Exercise: Audit Your Capture Surface
Section titled “Exercise: Audit Your Capture Surface”Take a Kit application you’ve been building (or any application using the architecture). Audit what each capability module captures.
Inventory the events. List every meta-event and meta-command declared in the application’s markup. For each one, document what it represents semantically.
Inventory the captures. For each module subscribed to events, document what fields the module sends to its target service. The analytics module — what does it send to the analytics provider? The audit module — what does it record? The observability module — what does it forward to the error-tracking service?
Identify private boundaries. Find regions of the application that should be private (payment forms, authentication forms, sensitive profile fields, message content). Verify they’re marked with the private attribute.

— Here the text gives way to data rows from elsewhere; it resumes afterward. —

PR #743, opened 2019-05-02
Add sample project using Redis storage provider

ConnorMcMahon:


samples/v2/redis/HttpStart.cs
```diff
@@ -0,0 +1,32 @@
...
+
+namespace VSSample
+{
+    public static class HttpStart
+    {
+        [FunctionName("HttpStart")]
+        public static async Task<HttpResponseMessage> Run(
+            [HttpTrigger(AuthorizationLevel.Function, methods: "post", Route = "orchestrators/{functionName}")] HttpRequestMessage req,
+            [OrchestrationClient] IDurableOrchestrationClient starter,
+            string functionName,
```
cgillum: Since this sample only contains one orchestration, I suggest we hardcode a value for `functionName` to make it easier to run.

samples/v2/redis/HelloSequence.cs
```diff
@@ -0,0 +1,39 @@
...
+
+using System.Collections.Generic;
+using System.Threading.Tasks;
+using Microsoft.Azure.WebJobs;
+
+namespace VSSample
+{
+    public static class HelloSequence
+    {
+        [FunctionName("E1_HelloSequence")]
```
cgillum: I suggest we remove the "E1_" prefix from all of these. They were really only inteded for csx samples where I wanted file names to be ordered in the Azure portal. Since this is a fresh sample, that legacy probably shoudn't be carried forward.

samples/v2/redis/HelloSequence.cs
```diff
@@ -0,0 +1,39 @@
...
+            outputs.Add(await context.CallActivityAsync<string>("E1_SayHello", "Tokyo"));
+            outputs.Add(await context.CallActivityAsync<string>("E1_SayHello", "Seattle"));
+            outputs.Add(await context.CallActivityAsync<string>("E1_SayHello_DirectInput", "London"));
+
+            // returns ["Hello Tokyo!", "Hello Seattle!", "Hello London!"]
+            return outputs;
+        }
+
+        [FunctionName("E1_SayHello")]
+        public static string SayHello([ActivityTrigger] IDurableActivityContext context)
```
cgillum: Let's remove this overload and just use the "direct input" version. However, let's not call it "_DirectInput". I don't think these distinctions are important for the purposes of this simple sample.

Issue #318, opened 2018-05-23
Support for HttpRequest/IActionResult in HTTP-specific APIs


YodasMyDad:
The latest Azure functions code has moved away from using `Task<HttpResponseMessage>` and `HttpRequestMessage req` and has moved to this format

```
        public static async Task<IActionResult> Run(
                        [HttpTrigger(AuthorizationLevel.Function, "get", "post", Route = null)]
                        HttpRequest req,
                        TraceWriter log)
```

Returning an IActionResult and HttpRequest instead of HttpRequestMessage

gled4er:
Hello @cgillum,

I am interested in helping with this issue.

Do you have any recommendation or design guidelines apart from the description above?

Thank you!

cgillum:
Now that Functions 2.0 is GA, I think it's the perfect time to revisit this one.  I was originally thinking we needed to use `#ifdef` for this, but actually we might be able to reference the `Microsoft.AspNetCore.Http.Abstractions` for both the .NET 4.6.1 and the .NET Standard 2.0 implementations.  So basically, we will have two sets of HTTP APIs, one set that works with .NET Framework HTTP APIs and one that works with .NET Core HTTP APIs.

cgillum:
Bumping this one back up. We're planning a Durable Functions 2.0 release, where we drop support for Functions 1.0 and fully embrase Functions 2.0+. This means we can actually replace our legacy HTTP APIs with the new ones (`HttpRequest`, `IActionResult`, etc.)

davet44:
convert HttpResponseMessage to 
IActionResult

PR #748, opened 2019-05-08
Add .NET Core friendly HTTP types to IDurableOrchestrationClient

ConnorMcMahon:
#318

### DIFF
--- a/test/Common/DurableOrchestrationClientBaseTests.cs
+++ b/test/Common/DurableOrchestrationClientBaseTests.cs
@@ -3,14 +3,20 @@
 
 using System;
 using System.Collections.Generic;
+using System.Linq;
+using System.Net.Http;
 using System.Threading.Tasks;
 using DurableTask.Core;
 using FluentAssertions;
+using Microsoft.AspNetCore.Http;
+using Microsoft.AspNetCore.Mvc;
 using Microsoft.Azure.WebJobs.Extensions.DurableTask.Options;
 using Microsoft.Extensions.Logging;
 using Microsoft.Extensions.Options;
+using Microsoft.Extensions.Primitives;
 using Moq;
 using Xunit;
+using static Microsoft.Azure.WebJobs.Extensions.DurableTask.Tests.HttpApiHandlerTests;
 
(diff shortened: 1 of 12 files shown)


test/Common/DurableOrchestrationClientBaseTests.cs
```diff
@@ -90,12 +99,72 @@ public async Task TerminateAsync_NonRunningOrchestrator_ThrowsException()
...
+            httpHandler.InnerClient = durableOrchestrationClient;
+
+            string sampleUrl = "https://samplesite.azurewebsites.net";
+            string sampleId = Guid.NewGuid().ToString();
+
+            var netFrameworkRequest = new HttpRequestMessage(HttpMethod.Get, sampleUrl);
+            HttpRequest netCoreRequest = await ConvertHttpRequestMessageAsync(netFrameworkRequest);
+
+            HttpResponseMessage netFrameworkResponse = durableOrchestrationClient.CreateCheckStatusResponse(netFrameworkRequest, sampleId);
+            HttpResponseMessage netCoreResponse = (HttpResponseMessage)((ObjectResult)durableOrchestrationClient.CreateCheckStatusResponse(netCoreRequest, sampleId)).Value;
```
cgillum: >HttpResponseMessage netCoreResponse [](start = 12, length = 35)

Based on the variable name, I would have expected this to be of type `HttpResponse`. Why do we cast it to `HttpResponseMessage`?

ConnorMcMahon: The easiest way to convert `HttpResponseMessage` into an `IActionResult` (which Controllers in .NET Core implicitly turn into `HttpResponse` I believe) is the following code:

```
var result = new ObjectResult(response);
result.Formatters.Add(new HttpResponseMessageOutputFormatter());
```

With that custom formatter, the Controller logic should automatically apply the `HttpRequestMessage` data to the `HttpResponse`. Since I don't have access to a controller to do that for me, the easiest way to validate is just to make sure that the `HttpResponseMessage` fed into the `ObjectResult` is identical to the `HttpResponseMessage` returned by our old method, and trust that the ` HttpResponseMessageOutputFormatter` does its job correctly.

Issue #753, opened 2019-05-10
Cannot create FunctionFailedException in unit test


DarranShepherd:
I am creating unit tests for my orchestrator function, following the guidance on https://docs.microsoft.com/en-us/azure/azure-functions/durable/durable-functions-unit-testing .

I wish to test the logic that handles one of my activity tasks throwing an exception. The orchestrator  handles this with
```C#
catch (FunctionFailedException ex) when (ex.InnerException is MyCustomException)
```

However, I am unable to mock the call to `CallActivityAsync` and have it throw as all constructors of `FunctionFailedException` are internal. As `Exception.InnerException` is not virtual, I also cannot use `Mock.Of<FunctionFailedException>(ex => ex.InnerException == new MyCustomException())`

I have been able to resolve this temporarily by using reflection, but I doubt this is the expected approach. Is this not something that should be tested for some reason, or is there an official way to do so?

```C#
private FunctionFailedException CreateException(string message, Exception inner)
{
    var ctor = typeof(FunctionFailedException).GetConstructor(BindingFlags.NonPublic | BindingFlags.Instance, null, new[] { typeof(string), typeof(Exception) }, null);
    return (FunctionFailedException)ctor.Invoke(new object[] { message, inner });
}
```

cgillum:
I think it makes sense for us to expose those constructors to make things more unit testable. @ConnorMcMahon what do you think?

cgillum:
This fix was released as part of [v1.8.2](https://github.com/Azure/azure-functions-durable-extension/releases/tag/v1.8.2).

PR #756, opened 2019-05-10
Expose FunctionFailedException constructors for easier unit testing

ConnorMcMahon:
Addresses issue #753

Check the modules’ policies. For each capability module, verify it honors the private flag. Test that an event from a private boundary doesn’t leak payload data to the module’s target.
Test redaction. Find a sensitive field (password, card number, SSN). Trigger an event that includes the field’s value in the payload. Verify the redaction filter catches it.

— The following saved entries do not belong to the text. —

PR #765, opened 2019-05-16
Prevent sub-orchestrations from using the instance ID of the parent

### LINKED ISSUE #747: Throw exception when starting sub-orchestrator with instance ID of the parent
There have been a couple issues reported where users are starting sub-orchestrations using the instance ID of the parent. This causes the parent's history to be overwritten by the sub-orchestration.

We should update the sub-orchestration APIs to check for this condition and throw an exception if the user attempts to start a sub-orchestration with its parent's ID.

cgillum:
Resolves #747

### DIFF
--- a/src/WebJobs.Extensions.DurableTask/DurableOrchestrationContext.cs
+++ b/src/WebJobs.Extensions.DurableTask/DurableOrchestrationContext.cs
@@ -438,6 +438,15 @@ namespace Microsoft.Azure.WebJobs
 
                     break;
                 case FunctionType.Orchestrator:
+                    // Instance IDs should not be reused when creating sub-orchestrations. This is a best-effort
+                    // check. We cannot easily check the full hierarchy, so we just look at the current orchestration
+                    // and the immediate parent.
+                    if (string.Equals(instanceId, this.InstanceId, StringComparison.OrdinalIgnoreCase) ||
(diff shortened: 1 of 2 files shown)


src/WebJobs.Extensions.DurableTask/DurableOrchestrationContext.cs
```diff
@@ -438,6 +438,15 @@ public override void ContinueAsNew(object input, bool preserveUnprocessedEvents)
 
                     break;
                 case FunctionType.Orchestrator:
+                    // Instance IDs should not be reused when creating sub-orchestrations. This is a best-effort
+                    // check. We cannot easily check the full hierarchy, so we just look at the current orchestration
+                    // and the immediate parent.
+                    if (string.Equals(instanceId, this.InstanceId, StringComparison.OrdinalIgnoreCase) ||
+                        (this.ParentInstanceId != null && string.Equals(instanceId, this.ParentInstanceId, StringComparison.OrdinalIgnoreCase)))
```
ConnorMcMahon: Adding a check that the `ParentInstanceId` is not `null` prevents the exception from firing in the scenario where an orchestration without a parent (i.e. a top level orchestration) calls a suborchestration without a specified instance id.

PR #766, opened 2019-05-17
Add legacy compatibility for abstract base classes

sebastianburckhardt:
This is a little change meant to ease the transition to v2.

Rather than breaking v1 orchestration triggers based on `DurableOrchestrationContextBase` and `DurableActivityContextBase`, this change keeps them defined and functional, but marked as obsolete. So users get warnings that tell them what to do, that they can fix at their leisure.

I think this is better than reverting back to the old scheme because I think public interfaces are usually preferable to public base classes as they keep the options open for how things are implemented internally.

### DIFF
--- a/src/WebJobs.Extensions.DurableTask/ContextImplementations/DurableActivityContext.cs
+++ b/src/WebJobs.Extensions.DurableTask/ContextImplementations/DurableActivityContext.cs
@@ -10,7 +10,10 @@ namespace Microsoft.Azure.WebJobs.Extensions.DurableTask
     /// <summary>
     /// The default parameter type for activity functions.
     /// </summary>
-    internal class DurableActivityContext : IDurableActivityContext
+    internal class DurableActivityContext : IDurableActivityContext,
+#pragma warning disable 618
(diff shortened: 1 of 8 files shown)


sebastianburckhardt:
I understand the concern with "breaking changes" on extending interfaces in general, but I don't quite see how it applies in this specific case. 

The problem described in https://haacked.com/archive/2008/02/21/versioning-issues-with-abstract-base-classes-and-interfaces.aspx/ is for a different, more complex situation. The problem there is that some users may implement the interfaces in question, and then their implementations break whenever the interface gets extended. But this is not the case for `IDurableOrchestrationContext`, `IDurableOrchestrationClient`, `IDurableActivityContext`, or `IDurableEntityContext`. Nobody outside this dll is expected to ever implement these interfaces. They are just public contracts of implementations provided by this dll, meant purely for consumption (not implementation) by others. So, when we extend those interfaces, we can also extend all their implementations at the same time. 

Users may mock these interfaces in unit tests, but those mocks are also not going to break even if we add new members to the interfaces, as long as we don't call the new members from within the implementation.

Verify consent handling. If your application has a consent flow, verify that analytics modules don’t send data when consent hasn’t been granted.
Check the CSP and Permissions Policy. Inspect the HTTP response headers. Verify the CSP is strict (no unsafe-inline for scripts, no unsafe-eval). Verify the Permissions Policy disables capabilities the application doesn’t use.
Reflect on:
- What was being captured that you didn’t expect? (Often: more than the team realized.)
- What sensitive data could leak if a single guard failed? (Often: the user’s email, their input values, their identity tokens.)
- How would you respond to a GDPR data-subject request today? How long would it take?
- If a user asked to be deleted, what would the modules need to do?
The audit is the architecture’s accountability surface. Doing it once catches issues that would have shipped to production. Doing it regularly catches drift as the application evolves. The Kit architecture makes the audit tractable because the capture surface is centralized — the audit is per-module, not per-component.